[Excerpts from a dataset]

PR #1300, opened 2026-04-03
Add assert to shader loading for missing files

lord-ruby:
## Additional Info:


Aurelius7309:
`attempt to call global 'NFSread' (a nil value)`

PR #1305, opened 2026-04-04
Ability to disable calls to all joker's calc_scaling functions in smods.scale_card

Foo54:
Moderately useful, but lightweight idea I had off of a question in #modding-dev

## Additional Info:

### DIFF
--- a/src/utils.lua
+++ b/src/utils.lua
@@ -3073,19 +3073,21 @@ function SMODS.scale_card(card, args)
 	        end
 	    end
 	end
-    if card.edition then
-        local edition = G.P_CENTERS[card.edition.key]
-        if edition.calc_scaling and type(edition.calc_scaling) == 'function' then
-            local ret = edition:calc_scaling(card, card, initial, scalar_value, args)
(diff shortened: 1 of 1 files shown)


nh6574:
What's a use case for this? I read the discussion in modding-dev that it was to prevent a loop with scale_card inside of calc_scaling but I don't see how this is useful over a check that the card scaling is not itself or not using scale_card in the first place. Doesn't this prevent the point of the function?

Also, I think it makes more sense for the flag to be something like `block_scaling = true` instead. Adding a flag for this that by default is true is confusing and it's better to mirror `block_overrides`.

Eremel:
I am also struggling to see what a use case for something like this would be. If you can give a concrete example of an effect that would need it, we can take a look at adding it, but as it stands it seems very counterintuitive to what the function is used for.

Foo54:
I made this around midnight when I was really tired, and now that more awake I see no point in ;-;
mb

NeatsTopFoo:
🥀

PR #1320, opened 2026-04-08
fix: resolve nil-indexing crashes in deck_preview UI

spadesmaster:
Adds three critical safety checks to G.UIDEF.deck_preview in src/overrides.lua to prevent "attempt to index a nil value" crashes during modded runs.

Changes:
   1. Logic Fix (Line ~736): Added checks for v.base.suit and its initialization in the SUITS table before indexing. This prevents crashes when encountering non-standard card data.
   2. UI Text Fix (Line ~798): Added a nil-safe check when displaying card counts per rank (SUITS[suit][rank]). This ensures the UI doesn't crash if a specific suit/rank combination isn't initialized.
   3. Palette Fix (Line ~810): Added a nil-check for deckskin before accessing palette_map. This prevents a crash if a suit is mapped to a custom deck skin that is missing or uninitialized.

These fixes significantly improve the stability of the Deck Preview UI in environments where mods (like Cryptid) introduce exotic card properties.
  
## Additional Info:

### DIFF
--- a/src/overrides.lua
+++ b/src/overrides.lua
@@ -806,7 +806,7 @@ function G.UIDEF.deck_preview(args)
 
 	for k, v in ipairs(suit_map) do
 		if not hidden_suits[v] then
-			local deckskin = SMODS.DeckSkins[G.SETTINGS.CUSTOM_DECK.Collabs[v]]
+			local deckskin = SMODS.DeckSkins[G.SETTINGS.CUSTOM_DECK.Collabs[v]] or {}
 			local palette = (deckskin or {}).palette_map and (deckskin.palette_map[G.SETTINGS.colour_palettes[v] or ""] or ((deckskin or {}).palettes or {})[1]) or {}
 			local t_s
 			if palette and palette.suit_icon and palette.suit_icon.atlas then
--- a/src/overrides.lua
+++ b/src/overrides.lua
@@ -808,6 +808,7 @@ function G.UIDEF.deck_preview(args)
 		if not hidden_suits[v] then
 			local deckskin = SMODS.DeckSkins[G.SETTINGS.CUSTOM_DECK.Collabs[v]]
 			local palette = deckskin and (deckskin.palette_map and deckskin.palette_map[G.SETTINGS.colour_palettes[v] or ""] or (deckskin.palettes or {})[1]) or {}
+			local t_s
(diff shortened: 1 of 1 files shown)


spadesmaster:
Verified these fixes locally in a modded run with Cryptid and high-complexity decks.

Aurelius7309:
`table[nil]` returns `nil`, so checking `v.base.suit` is unnecessary. style: `(a or {}).b` is preferred to `a and a.b` as a nil check.

Looks good otherwise

spadesmaster:
Updated the code to use the preferred (a or {}).b style and removed redundant suit checks as suggested. Thanks for the feedback!

src/overrides.lua
```diff
@@ -807,7 +807,7 @@ function G.UIDEF.deck_preview(args)
 	for k, v in ipairs(suit_map) do
 		if not hidden_suits[v] then
 			local deckskin = SMODS.DeckSkins[G.SETTINGS.CUSTOM_DECK.Collabs[v]]
```
Aurelius7309:
```suggestion
			local deckskin = SMODS.DeckSkins[G.SETTINGS.CUSTOM_DECK.Collabs[v]] or {}
```

src/overrides.lua
```diff
@@ -807,7 +807,7 @@ function G.UIDEF.deck_preview(args)
...
-			local palette = deckskin.palette_map and deckskin.palette_map[G.SETTINGS.colour_palettes[v] or ''] or (deckskin.palettes or {})[1]
+			local palette = (deckskin or {}).palette_map and (deckskin.palette_map[G.SETTINGS.colour_palettes[v] or ""] or ((deckskin or {}).palettes or {})[1]) or {}
```
Aurelius7309:
```suggestion
			local palette = (deckskin.palette_map or {})[G.SETTINGS.colour_palettes[v] or ""] or (deckskin.palettes or {})[1])
```

Aurelius7309 (commented):
The `palette` change doesn't make much sense as-is (it doesn't recognize `palettes` when `palette_map` is absent due to bracketing). Suggested cleanup also moves default empty table into the declaration of `deckskin` as it's used multiple times.

spadesmaster:
OK, accepted the changes you made

PR #1329, opened 2026-04-10
SMODS.scale_card scalar_factor

vitellaryjr:
this makes three changes to `SMODS.scale_card`, which makes it easier to use outside of the most basic cases:
- `args.scalar_factor` can be provided, which will be multiplied with the `scalar_value` in the _operation_ functions specifically (as well as the localized variable). this allows for conveniently recreating the behavior of scaling a card by a multiple of something, which is currently only possible by making a custom operation
- if no `args.scalar_value` is provided, SMODS will automatically make one with a value of 1. the intent of this feature is: combined with the `scalar_factor` argument, you can scale a card by an arbitrary value easily, while still internally using a scalar_value to allow for manipulation from other objects
- `SMODS.scale_card` now returns the final scaled value, and what it was scaled by, to allow jokers themselves to respond / utilize the changed values

## Additional Info:

### DIFF
--- a/lovely/scaling.toml
+++ b/lovely/scaling.toml
@@ -27,9 +27,7 @@ SMODS.scale_card(self, {
     ref_value = "mult",
     scalar_table = sliced_card,
     scalar_value = "sell_cost",
-    operation = function(ref_table, ref_value, initial, scaling)
-        ref_table[ref_value] = initial + 2*scaling
-    end,
+    scalar_factor = 2,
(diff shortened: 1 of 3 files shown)


vitellaryjr:
added another feature to this, having used this function a lot now and finding it would be useful: `SMODS.scale_card` now returns the final scaled value, and what it was scaled by, to allow jokers themselves to respond / utilize the changed values

PR #1332, opened 2026-04-12
`SMODS.PermaBonus`

### LINKED ISSUE #1321: Modularize perma bonuses
*Title, adding custom perma bonuses currently requires patches to multiple targets

Gloompashcy:
Adds the SMODS.PermaBonus class.
This class defines the characteristics of a permanent bonus for cards.

- Required parameters:
  - `key`: The key of the PermaBonus in the `card.ability` table
  - `apply_to`: A string or array of strings telling the game which calculation(s) to apply the bonus to, it can be one of:
```lua
'chips', 'mult', 'x_chips', 'x_mult',
'h_chips', 'h_mult', 'h_x_chips', 'h_x_mult',
'p_dollars', 'h_dollars',
'score', 'x_score', 'h_score', 'h_x_score',
'blind_size', 'x_blind_size', 'h_blind_size', 'h_x_blind_size',
'repetitions'
```
- Optional parameters *(defaults)*:
  - `vars_key`: The key used to store the value in specific_vars when creating the card's description, defaults to the object's key
  - `loc_key`: The key to look for in G.localization.descriptions.Other, defaults to the object's key
  - `signed_value = false`: Defines whether the value should be signed in the description
  - `signed_dollars = false`: Same as above but for money, has priority over signed_value
  - `ui_mod`: Number to add to the displayed value in the card description

- API methods
  - `should_apply(self, card, calculation) -> boolean`
    - Defines the behaviour when Card:get_perma_bonus checks to add the bonus
    - By default it just checks if the `calculation` parameter is equal to the object's `apply_to` value

  - `get_ui_value(self, card) -> number`
    - Defines how the value on the card description is calculated
    - By default it adds the value `card.ability[self.key]` and the ui_mod value (if it exists)
    - Should return `nil` if `card.ability[self.key] == 0`

  - `upgrade(self, card, amount)`
    - Defines how the bonus should be upgraded
    - By default it adds the `amount` parameter to card.ability[self.key]
    - An additional `from` parameter is passed into the function when called through `SMODS.upgrade_perma_bonus`
  
  - `localize(self, value, desc_nodes)`
    - Defines how the descriptions should be localized
    - By default it signs `value` based on the values of `self.signed_value` and `self.signed_dollars`, then calls the vanilla `localize` function like so:
      ```lua
      localize{type = 'other', key = self.loc_key, nodes = desc_nodes, vars = {value}}
      ```

- Changed util functions:
  - `SMODS.localize_perma_bonuses(specific_vars, desc_nodes)`
    - Now iterates through the SMODS.PermaBonus objects and runs each object's `localize` function
    - Iterates through in load order to keep a similar description order to before the changes
    - Does not override vanilla `card.ability.perma_bonus` description
  
- New util functions:
  - `SMODS.set_perma_bonus(card, new_ability)`
    - Runs whenever `set_ability` or `SMODS.quantum_set_ability` create the `new_ability` table
    - Iterates through the SMODS.PermaBonus keys and sets the `new_ability[key]` value to the previous `card.ability`'s value or 0

  - `SMODS.get_perma_bonus_ui_vars(card) -> table`
    - Runs when `generate_UIBox_ability_table` creates the specific_vars table for playing cards
    - Iterates through the SMODS.PermaBonus objects and runs each object's `get_ui_vars` function on the given `card`
    - The returned table is indexed using the objects' vars_key value

  - `SMODS.upgrade_perma_bonus(args)`
    - Upgrades a cards perma bonuses
    - The table `args` can have the following values:
      - `keys` (required): a table of SMODS.PermaBonus keys to upgrade on the card
      - `card` (required): the card that the upgrade will be applied to
      - `amount`: how much to upgrade the bonus by, defaults to 1
      - `from`: the object that triggered the upgrade, if not provided, an empty table is passed into the upgrade function instead
      - `func`: a func to define the upgrade behaviour, overrides all the `upgrade` function from the PermaBonus objects. It takes the following parameters:
        - `card`: args.card
        - `amount`: args.amount
        - `from`: args.from
        - `PermaBonus`: the SMODS.PermaBonus object of the bonus being upgraded

  - `Card:get_perma_bonus(calculation)`
    - Adds together all the perma bonuses for the given `calculation`
    - Is called through each Card:get_value function (e.g. `Card:get_x_mult`) with the corresponding `calculation` value
    - Is called as `Card:get_perma_bonus('repetitions')` in `eval_card`
    - If called without a calculation value, it returns a table of all the perma bonuses on the card, including ones that are 0

Additionally, perma_x_mult and perma_x_chips now correctly say extra in their descriptions.

Not sure if adding a file in game_objects was the correct way to do this, but it seems to be the new standard(?)

Also, this resolves #1321 

## Additional Info:

### DIFF
--- a/src/game_objects/perma_bonuses.lua
+++ b/src/game_objects/perma_bonuses.lua
@@ -10,11 +10,6 @@ SMODS.PermaBonus = SMODS.GameObject:extend{
     prefix_config = { key = false },
     signed_value = false,
     signed_dollars = false,
-    should_apply = function(self, card, calculation)
-        for _,v in ipairs(self.apply_to) do
-            if calculation == v then return true end
-        end
-    end,
     get_ui_value = function(self, card)
         return card.ability[self.key] and card.ability[self.key] ~= 0 and (card.ability[self.key] + (self.ui_mod or 0)) or nil
     end,
@@ -34,7 +29,7 @@ SMODS.PermaBonus = SMODS.GameObject:extend{
     end,
     process_loc_text = function(self)
         SMODS.process_loc_text(G.localization.descriptions.Other, self.loc_key, self.loc_txt)
-    end,
+    end
 }
 
 function SMODS.localize_perma_bonuses(specific_vars, desc_nodes)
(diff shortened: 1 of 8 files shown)


src/game_objects/perma_bonuses.lua
```diff
@@ -0,0 +1,138 @@
+SMODS.Perma_Bonuses = {}
+SMODS.Perma_Bonus = SMODS.GameObject:extend{
```
Aurelius7309: style: pascal snake case is unwanted. Please rename to `SMODS.PermaBonus`

Gloompashcy: Done

Aurelius7309:
How would you create a functional new perma bonus under this system, e.g., x_dollars?

Gloompashcy:
Drafting while I create a patch-less solution

Gloompashcy:
Previous version of this required a patch to the eval_card function for new effects. New version has a `calculate` function on the PermaBonus object that is evaluated when the bonus on an evaluated card is non-zero. All perma bonuses are now automatically incorporated into the eval_card function so it is easier for developers to create new effects for perma bonuses without lovely patches.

## HOW TO COMPLETE THIS TASK
Copy out, exactly and alone, the lines of the entries above between the ones holding "function SMODS.scale_card(card, args)" and "type(edition.calc_scaling) == 'function' then", inclusive.

## WRITTEN ANSWER
@@ -3073,19 +3073,21 @@ function SMODS.scale_card(card, args)
 	        end
 	    end
 	end
-    if card.edition then
-        local edition = G.P_CENTERS[card.edition.key]
-        if edition.calc_scaling and type(edition.calc_scaling) == 'function' then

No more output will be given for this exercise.